Net In Situ Photochemical Change (Production − Loss)
 Note that IMPACT calculates a net positive term for annual P-L (+17 Tg O3 yr−1 for the fixed tropopause and +161 Tg O3 yr−1 for the latitudinally dependent tropopause cases). This lies well within the range of −855–+600 Tg O3 yr−1 shown in Table 6. However, the term P-L represents a very small difference between two large quantities. The P-L term calculated by the model may increase when higher hydrocarbons are included in the model. The smallest terms for P-L occur during October-April, while the largest occur for May through August. Since ozone is produced by the emission of many land-based precursors in the presence of sunlight, and the Northern Hemisphere has much more land than the Southern Hemisphere, it follows that the Northern Hemisphere summer is a peak time for in situ photochemical production. Dry deposition, which also peaks during Northern Hemisphere summer, is 826 Tg O3 yr−1 for IMPACT, again well within the range of 533 to 1178 Tg O3 yr−1 calculated by other models. Transport from the stratosphere peaks during March-May for IMPACT, corresponding to the traditional peak Northern Hemisphere spring maximum. Note that for the latitudinally dependent tropopause method, the combined sources of stratosphere-troposphere exchange and net in situ photochemical production balance dry deposition to within 1 Tg O3 yr−1 showing that the contribution of convection, diffusion, wet deposition, and convergence to steady state terms are very small.
4.3. Ozone, O3
 Zonal average stratospheric O3 predicted by IMPACT for January and July is plotted in Figure 8, along with UARS-HALOE O3 observations, version 18 [Bruhl et al., 1996; Randel et al., 1998]. The ozone data sets [Bruhl et al., 1996] are compiled in the method described by Randel et al. . The location of peak ozone mixing ratios, at roughly 10 mbar in the tropics, is reproduced well by the model in both January and July. IMPACT predicts a slightly higher peak concentration, by ∼10%. IMPACT also captures the slight northward migration of peak ozone from January to July. Regions of lower ozone concentrations (toward the summer poles, and at very high and very low altitudes) are also simulated well by the model. At the winter poles, the IMPACT/MACCCM3 model appears to isolate the polar mid-stratosphere meridionally more strongly than the UARS/HALOE data shows occurs in the real atmosphere. We believe downward motion at the poles is too dominant over poleward motions, particularly in the Northern Hemisphere winter. We see this feature in other species (e.g., N2O, not shown) as well.
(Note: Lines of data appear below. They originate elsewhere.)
PR #107, opened 2025-08-01
refactor: Package collection metadata into parquets

AndreasAlbertQC:
# Motivation

When serializing collections, we currently rely on creating a `schema.json` file to store the serialized metadata. This approach has the downside that we need to track this extra object, which is structurally different from the parquet files we write. In individual dataframes, we have already unified storage of data and metadata by packaging the metadata into the parquet. This PR uses the same approach to package the metadata of the collection into the members parquet files.

This change is currently not backward compatible. If we decide to go this way, I'd suggest that we add the functionality to fall back to reading `schema.json` files if they exist. I think this should be reasonably straightforward and would establish backward compatibility for reads of previously written files.

# Changes

* Removed the notion `schema.json`.
* Refactored the parquet serialization code to package the metadata information about collections into the parquet metadata.
* When reading back the collection, added checks to ensure that all parquets have the same collection meta data. If they do not, this is treated as if no metadata was found.

### DIFF
--- a/dataframely/collection.py
+++ b/dataframely/collection.py
@@ -987,7 +987,7 @@ def read_parquet_metadata_collection(
         source: Path to a parquet file or a file-like object that contains the metadata.
 
     Returns:
-        The schema that was serialized to the metadata or ``None`` if no schema metadata
+        The schema that was serialized to the metadata or ``None`` if no collection metadata
         is found.
     """
     metadata = pl.read_parquet_metadata(source)
--- a/dataframely/collection.py
+++ b/dataframely/collection.py
@@ -841,8 +841,11 @@ class Collection(BaseCollection, ABC):
                     if scan
                     else pl.read_parquet(source_path, **kwargs).lazy()
                 )
-                parquet_collection_type = read_parquet_metadata_collection(source_path)
-                collection_types.add(parquet_collection_type)
+                if source_path.is_file():
+                    collection_types.add(read_parquet_metadata_collection(source_path))
+                else:
+                    for file in source_path.glob("**/*.parquet"):
+                        collection_types.add(read_parquet_metadata_collection(file))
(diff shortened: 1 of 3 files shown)


dataframely/collection.py
```diff
@@ -968,3 +989,39 @@ def _extract_keys_if_exist(
...
+def read_parquet_metadata_collection(
+    source: str | Path | IO[bytes] | bytes,
+) -> type[Collection] | None:
+    """Read a dataframely Collection type from the metadata of a parquet file.
+
+    Args:
+        source: Path to a parquet file or a file-like object that contains the metadata.
+
+    Returns:
+        The schema that was serialized to the metadata or ``None`` if no collection metadata
```
AndreasAlbertQC, line 1003:
```suggestion
        The collection that was serialized to the metadata or ``None`` if no collection metadata
```

tests/collection/test_read_write_parquet.py
```diff
@@ -29,7 +30,16 @@ def _write_parquet(collection: dy.Collection, path: Path, lazy: bool) -> None:
         collection.sink_parquet(path)
     else:
         collection.write_parquet(path)
-    (path / "schema.json").unlink()
+
+    def _delete_meta(file: Path) -> None:
```
AndreasAlbertQC, line 34:
```suggestion
    def _delete_meta(file: Path) -> None:
        """Overwrite a parquet file with the same data, but without metadata"""
```

dataframely/collection.py
```diff
@@ -903,6 +925,24 @@ def _validate_input_keys(cls, data: Mapping[str, FrameType], /) -> None:
             )
 
 
+def read_parquet_metadata_collection(
```
borchero, line 928: Are you moving the `read_parquet_metadata` method we discussed to another PR? :smile:

PR #109, opened 2025-08-06
refactor: Move IO specifics out of `Schema`, `Collection`

AndreasAlbertQC:
# Motivation

The current implementation of parquet-based storage is strongly coupled to the implementation of the `Schema` and `Collection` classes. This makes it hard to reuse parts of the logic that would also be useful for other future storage backends. To prepare the implementation of such future storage backends, this PR refactors the current logic to introduce a clearer interface for storage backends.

# Changes

* Introduced the notion of a `StorageBackend`, i.e. a piece of code encapsulating a way of storing data and metadata.
* Refactored the parquet storage logic to use the `StorageBackend` interface


dataframely/schema.py
```diff
@@ -893,6 +896,56 @@ def _requires_validation_for_reading_parquet(
...
+        validation: Validation,
+        lazy: Literal[False],
+        **kwargs: Any,
+    ) -> DataFrame[Self]: ...
+
+    @classmethod
+    def _read(
+        cls, io: StorageBackend, validation: Validation, lazy: bool, **kwargs: Any
+    ) -> LazyFrame[Self] | DataFrame[Self]:
+        read_function = io.scan_frame if lazy else io.read_frame
```
borchero, line 932: This feels weird, can we simply do an `if` block below to assign `df` and `serialized_schema`?

AndreasAlbertQC:
ping @borchero

dataframely/_serialization.py
```diff
@@ -118,3 +121,367 @@ def object_hook(self, dct: dict[str, Any]) -> Any:
...
             case _:
                 raise TypeError(f"Unknown type '{dct['__type__']}' in JSON data.")
+
+
+SerializedSchema = str
+SerializedCollection = str
+
+
+class StorageBackend(ABC):
+    """Base class for IO managers.
```
borchero, line 131: The description conflicts a little with the classname. Can we align?

dataframely/_serialization.py
```diff
@@ -118,3 +121,367 @@ def object_hook(self, dct: dict[str, Any]) -> Any:
...
+        """This method stores frames as individual parquet files.
+
+        Args:
+            lf: LazyFrame containing the data to be stored.
+            kwargs: The "file" kwarg is required to specify where data is stored.
+                It should point to a parquet file. If hive partitioning is used,
+                it should point to a directory.
+                The "metadata" kwarg is supported to pass a dictionary of parquet
+                metadata.
+                Additional keyword arguments are passed to polars.
```
borchero, line 290: I'm not sure if all this documentation is required, it should be self-explanatory from the superclass. I would even do away with the summary line here and simply expect maintainers (this is not user-facing) to read the class docs (or the little code that's in here).

dataframely/schema.py
```diff
@@ -876,6 +879,68 @@ def _requires_validation_for_reading_parquet(
...
+        if cls._requires_validation_for_reading_parquet(
+            deserialized_schema, validation, source=str(source)
+        ):
+            validated = cls.validate(lf, cast=True)
+            if lazy:
+                return validated.lazy()
+            else:
+                return validated
+
+        casted = cls.cast(lf)
```
borchero, line 938: Did we always cast, no matter what? 🤔

dataframely/_serialization.py
```diff
@@ -118,3 +121,367 @@ def object_hook(self, dct: dict[str, Any]) -> Any:
...
+        for key, lf in dfs.items():
+            destination = (
+                path / key if "partition_by" in kwargs else path / f"{key}.parquet"
+            )
+            self.sink_frame(
+                lf,
+                serialized_schema=serialized_schemas[key],
+                file=destination,
+                **kwargs,
+            )
```
borchero, line 378: Potentially for a follow-up PR: `sink_parquet` has a `lazy=True` parameter (see https://docs.pola.rs/api/python/stable/reference/api/polars.LazyFrame.sink_parquet.html). This allows us to create a separate lazy frame for writing all collection members, then call `collect_all` for maximum speedup ;)

dataframely/_serialization.py
```diff
@@ -118,3 +121,367 @@ def object_hook(self, dct: dict[str, Any]) -> Any:
                 )
             case _:
                 raise TypeError(f"Unknown type '{dct['__type__']}' in JSON data.")
+
+
+SerializedSchema = str
+SerializedCollection = str
+
+
+class StorageBackend(ABC):
```
borchero, line 130: Potentially, we could think about creating a new subdirectory for this storage stuff; it's a lot of code for one file already 👀

borchero (commented):
Just some cosmetic comments, thanks! 🚀

dataframely/schema.py
AndreasAlbertQC: If validation is required, we already return inside the if-block right above this. So we only cast if validation is not required, which seems sensible to me.

borchero (approved):
Let's go :D

PR #112, opened 2025-08-07
feat: Add `Categorical` column type

### LINKED ISSUE #101: Add categorical datatype
`dataframely` doesn't appear to support `pl.categorical` datatype. Could this be added ?

borchero:
# Motivation

With polars 1.32 removing the global string cache, this makes sense to support. Fixes #101.


delsner (approved):
LGTM!

PR #114, opened 2025-08-08
fix: Be more lenient when reading metadata

borchero:
# Motivation

A bump in the polars version can lead to schema metadata being unreadable. Currently, this causes an exception. Instead, we should simply handle this just like when no schema is available.

In addition, this PR unifies the way that expressions and lazy frames are serialized and uses the binary format for both (the JSON format is not available for lazy frames, so, this is the only possible choice if one wants to use the same serialization format for both).

### DIFF
--- a/dataframely/_serialization.py
+++ b/dataframely/_serialization.py
@@ -46,7 +46,7 @@ class SchemaJSONEncoder(JSONEncoder):
             case pl.Expr():
                 return {
                     "__type__": "expression",
-                    "value": obj.meta.serialize(format="json"),
+                    "value": base64.b64encode(obj.meta.serialize()).decode("utf-8"),
                 }
             case pl.LazyFrame():
                 return {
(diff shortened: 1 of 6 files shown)


dataframely/_serialization.py
```diff
@@ -87,8 +87,13 @@ def object_hook(self, dct: dict[str, Any]) -> Any:
             case "tuple":
                 return tuple(dct["value"])
             case "expression":
-                data = BytesIO(cast(str, dct["value"]).encode("utf-8"))
-                return pl.Expr.deserialize(data, format="json")
+                value_str = cast(str, dct["value"]).encode("utf-8")
+                if value_str.startswith(b"{"):
+                    data = BytesIO(value_str)
+                    return pl.Expr.deserialize(data, format="json")
```
delsner, line 93: If this is mainly for backwards-compatibility, should we add a comment?

tests/test_serializtion.py
delsner, line 1: nit: typo in filename

delsner (approved):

 Surface ozone concentrations for the months of January and July are shown in Figure 9. Peak ozone concentrations are predicted over regions where emissions of ozone precursors (NOx, CO, CH4, NMHCs) and photochemical activity are highest. In January, this occurs primarily in the Northern Hemisphere tropics. In July, ozone peaks over the industrialized Northern Hemisphere continents (due primarily to industrialized emissions) and Southern Hemisphere continents (due primarily to biomass burning). During January, ozone in the Northern Hemisphere has a longer lifetime (decreased solar radiation decreases photochemical destruction) and is transported further across the oceans than during July. This is evident for both the Northern Pacific and Northern Atlantic Oceans.
 Monthly surface ozone measurements made at a number of remote locations [Oltmans and Levy, 1994] are compared to IMPACT predictions in Figure 10. IMPACT predicts concentrations within 10 ppbv and captures the seasonal cycle for the Southern Hemisphere sites of Samoa and the South Pole and Northern Hemisphere sites of Westman Island, Mace Head, Izaña, and Barbados. The model overpredicts ozone concentrations at Barrow during winter, spring, and fall, probably due to ozone depleting surface bromine reactions that are not adequately represented in the model [Foster et al., 2001; Oltmans and Levy, 1994; Barrie et al., 1988]. The model overpredicts ozone at Niwot Ridge during the summer, which is possibly caused by not resolving the typically pristine Niwot Ridge area within IMPACT's 4° × 5° grid. At Bermuda, high observed ozone levels can be associated with transport from the mid-troposphere over North America [Oltmans and Levy, 1994; Moody et al., 1996; Merrill and Moody, 1996]. IMPACT simulations do not match observations at Mauna Loa with the model showing an over prediction of ozone of 20 ppb over the summer/fall season. These elevated ozone levels near the Hawaiian Islands persist to approximately 300 mbar, as shown in the vertical profiles of ozone at Hilo, Hawaii, for summer and fall (see PEM-TROPICS-Hawaii figure in the auxiliary materials). Analysis of IMPACT's stratospheric ozone transport shows large downward transport during this region and period of time resulting in this enhanced tropospheric profile.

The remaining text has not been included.